● WORK TO BE COMPLETED: Where does the word "styles" show up in the data? Please find each such line and copy it.

[[ EXERCISE INPUT open ]]

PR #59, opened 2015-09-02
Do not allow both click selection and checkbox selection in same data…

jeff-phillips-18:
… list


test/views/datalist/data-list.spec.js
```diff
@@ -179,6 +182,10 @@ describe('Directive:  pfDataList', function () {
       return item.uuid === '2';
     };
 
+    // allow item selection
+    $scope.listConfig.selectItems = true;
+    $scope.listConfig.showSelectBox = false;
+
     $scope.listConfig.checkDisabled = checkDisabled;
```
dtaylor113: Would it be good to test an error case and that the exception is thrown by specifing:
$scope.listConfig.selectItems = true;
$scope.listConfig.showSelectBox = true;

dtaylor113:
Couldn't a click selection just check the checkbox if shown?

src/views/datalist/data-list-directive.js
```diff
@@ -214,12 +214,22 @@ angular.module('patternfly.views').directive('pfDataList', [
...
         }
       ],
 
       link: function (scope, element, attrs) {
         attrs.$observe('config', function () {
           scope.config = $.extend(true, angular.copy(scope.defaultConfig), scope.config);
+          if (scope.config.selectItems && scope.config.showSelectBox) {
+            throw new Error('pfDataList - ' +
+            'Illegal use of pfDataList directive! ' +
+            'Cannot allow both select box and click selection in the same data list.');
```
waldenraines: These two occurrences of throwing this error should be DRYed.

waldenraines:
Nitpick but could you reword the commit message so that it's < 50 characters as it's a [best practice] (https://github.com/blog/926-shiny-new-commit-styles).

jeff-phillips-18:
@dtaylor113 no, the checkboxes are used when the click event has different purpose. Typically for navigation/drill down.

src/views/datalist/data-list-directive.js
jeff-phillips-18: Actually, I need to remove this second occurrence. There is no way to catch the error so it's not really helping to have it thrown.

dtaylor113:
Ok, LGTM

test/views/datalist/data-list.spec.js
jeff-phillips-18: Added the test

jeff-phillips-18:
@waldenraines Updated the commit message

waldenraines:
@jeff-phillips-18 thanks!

[[ EXERCISE INPUT closed ]]
[[ EXERCISE INPUT open ]]

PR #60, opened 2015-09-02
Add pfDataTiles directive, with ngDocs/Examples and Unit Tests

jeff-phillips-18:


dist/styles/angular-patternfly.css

[[ EXERCISE INPUT closed ]]

● SOLUTION:
Nitpick but could you reword the commit message so that it's < 50 characters as it's a [best practice] (https://github.com/blog/926-shiny-new-commit-styles).
dist/styles/angular-patternfly.css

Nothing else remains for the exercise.